When you reach the line with "### Old Installs Backup/Restore" in the data below, begin printing lines exactly, and stop once the line with "is not present" has been printed.
◆ ◆ ◆ ◆ ◆
PR #3850, opened 2018-10-07
Migrate to static config

### LINKED ISSUE #1966: Automated web application configuration migration

heartsucker:
## Status

Ready for review

## Description of Changes

Fixes #1966

- Define `config.json` configuration file and fields
- Create a migration tool to convert old `config.py` into new `config.json`
- Set defaults at runtime
- Populate missing config values via `ansible`

### New Installs
- Checkout this branch
- Build debs, provision staging VM
- Check that app works
- Back up the configs
- `dpkg -i` the app code deb (or just run `postinst`)
- Check that the it was idempotent and the configs weren't changed

### Old Installs (with ansible)

- Checkout the commit on `develop` that this branch
- Build debs, provision staging VM
- Check out the head of this branch
- Build debs, provision new VM
- Check that app works
- Check that config was migrated and contains the same values as `config.py`
- Back up the new configs to `/tmp` or `~`
- `dpkg -i` the app code deb (or just run `postinst`)
- Check that the it was idempotent and the configs weren't changed

### Old Installs (without ansible)

- Checkout the commit on `develop` that this branch
- Build debs, provision staging VM
- Check out the head of this branch
- Build debs, `scp` to VM
- Install debs manually (to simulate `cron-apt`)
- Check that app works
- Check that config was migrated and contains the same values as `config.py`
- Back up the new configs to `/tmp` or `~`
- `dpkg -i` the app code deb (or just run `postinst`)
- Check that the it was idempotent and the configs weren't changed

### Old Installs Backup/Restore

- Checkout the commit on `develop` that this branch
- Build debs, provision staging VM
- Run backup script
- Check out the head of this branch
- Build debs, provision new VM
- `rm /etc/securedrop/*.json`
- Run restore script
- Check that config was migrated and contains the same values as `config.py`

## Deployment

We need to be able to support the following cases:

1. `config.py` is not present
2. `config.py` present, `config.py` has partial configuration
3. `config.json` present, `config.json` has partial configuration


eloquence:
For the 11/28-12/12, we will aim to do a first time-boxed review; not planning to merge yet.

kushaldas:
I was planning to make the `SDConfig` class into a proper strictly defined class (this is just a comment).

molecule/testinfra/staging/app-code/test_securedrop_app_code.py
```diff
@@ -34,18 +35,6 @@ def test_securedrop_application_apt_dependencies(Package, package):
...
-def test_securedrop_application_test_locale(File, Sudo):
-    """
-    Ensure SecureDrop DEFAULT_LOCALE is present.
-    """
-    securedrop_config = File("{}/config.py".format(
-        securedrop_test_vars.securedrop_code))
-    with Sudo():
-        assert securedrop_config.is_file
-        assert securedrop_config.contains("^DEFAULT_LOCALE")
-        assert securedrop_config.content.count("DEFAULT_LOCALE") == 1
```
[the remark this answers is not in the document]
heartsucker: I don't think we need these tests because the new `Config` class will gracefully handle the missing value and set it to `en_US`.

heartsucker:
◆ ◆ ◆ ◆ ◆
■ **RESPONSE**
### Old Installs Backup/Restore

- Checkout the commit on `develop` that this branch
- Build debs, provision staging VM
- Run backup script
- Check out the head of this branch
- Build debs, provision new VM
- `rm /etc/securedrop/*.json`
- Run restore script
- Check that config was migrated and contains the same values as `config.py`

## Deployment

We need to be able to support the following cases:

1. `config.py` is not present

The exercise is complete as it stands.